Start of Input data

Issue #238, opened 2022-02-14
Allow users to customise browserify bundler


ritave:
Currently snaps-cli has hardcoded `browserify` setup, meaning that the users can't for example use plugins. Example would be using `brfs` for `fs.readFileSync`.

We should allow users to modify how the bundler operates

PR #251, opened 2022-02-22
Added abillity to customize bundler in snaps-cli

ritave:
This PR changes `snap.config.json` support into `snap.config.js`. This allows users to supply custom function to transform how our internal source bundling for snaps work.

An example of how to use new configuration files can be found the [README.md of snaps-cli](https://github.com/MetaMask/snaps-skunkworks/blob/1228015550629e2c5e043674124814b38a92f07c/packages/snaps-cli/README.md)

fixes: #238


packages/snaps-cli/src/cmds/watch/watchHandler.ts
```diff
@@ -40,7 +41,7 @@ export async function watch(argv: YargsArgs): Promise<void> {
     }
 
     try {
-      await bundle(src, outfilePath, argv);
+      await bundle(src, outfilePath, argv, loadConfig().bundler);
```
FrederikBolding, line 44: Should we define this as `const config = loadConfig()` outside just in case we need it in the future? 🤔 This goes for multiple files in the PR. Not sure what I think about it.

packages/snaps-cli/src/utils/snap-config.ts
```diff
@@ -1,10 +1,39 @@
...
 import yargsParse from 'yargs-parser';
 import yargs from 'yargs/yargs';
 import builders from '../builders';
-import { logError } from './misc';
-import { CONFIG_FILE } from '.';
+import { CONFIG_FILE, logError } from './misc';
+import { isSnapConfig } from './snap-config.__GENERATED__';
+
+/** @see {isSnapConfig} ts-auto-guard:type-guard */
+export type SnapConfig = {
```
FrederikBolding, line 11: Hmm, do we want to nest all the current options in `options`? Is there a reason they can't be defined next to `bundler`?

FrederikBolding: I.e. 
```
const brfs = require('brfs');
module.exports = {
  port: 8084,
  transpilationMode: "localOnly",
  bundler: (bundler) => bundler.transform(brfs)
}
```

packages/snaps-cli/src/cmds/init/initHandler.test.ts
```diff
@@ -382,16 +382,7 @@ describe('initialize', () => {
...
-          {
-            dist: 'dist',
-            outfileName: 'bundle.js',
-            port: 8081,
-            src: 'src/index.js',
-          },
-          null,
-          2,
-        ),
+        expect.anything(),
```
FrederikBolding, line 385: Is there a way to validate this at least somewhat? 🤔

packages/snaps-cli/src/cmds/build/bundle.ts
```diff
@@ -25,6 +25,7 @@ export function bundle(
   src: string,
   dest: string,
   argv: YargsArgs,
+  bundlerTransform?: (bundler: BrowserifyObject) => void,
```
FrederikBolding, line 28: Perhaps this should just be `SnapConfig` so we can use other options in the future?

FrederikBolding (changes requested):

packages/snaps-cli/src/utils/snap-config.ts
ritave: I specifically don't want to pollute the config with both command line options config and built-in config in the same namespace. We would need to watch how we name our cli options in the future

packages/snaps-cli/src/cmds/build/bundle.ts
ritave: The build system shouldn't know about how we configure the cli system, that would couple them both. In the future if we want to add more options we can change into `options` object

packages/snaps-cli/src/cmds/init/initHandler.test.ts
ritave: Any easy way I thought of, would be re-implementing the implementation of init. I don't want to rely on specific tabs or quoted properties or location of properties in the tests.

rekmarks (changes requested):
I like this approach, and I like the changes to the config, but we should document the nature of and reason for the changes to the config file / loading in the PR description. In addition to my other comments, we should update all `snap.config.json` files in this repository to the new format.

rekmarks (dismissed):
LGTM!

FrederikBolding (approved):

FrederikBolding (approved):

PR #2391, opened 2024-05-03
Format changelogs with Prettier

Mrtenz:
Our release workflow assumes we use Prettier for changelogs, so we had to manually fix them when creating a release. I've updated our validation to use Prettier for changelog formatting, and updated all changelogs.

### DIFF
--- a/scripts/validate-changelog.sh
+++ b/scripts/validate-changelog.sh
@@ -8,9 +8,10 @@ if [[ $# -eq 0 ]]; then
 fi
 
 package_name="$1"
+shift  # remove package name from arguments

End of Input data

Requirement:
Report how many lines of the records above contain the word "argv", and give only that number.

Solved exercise:
4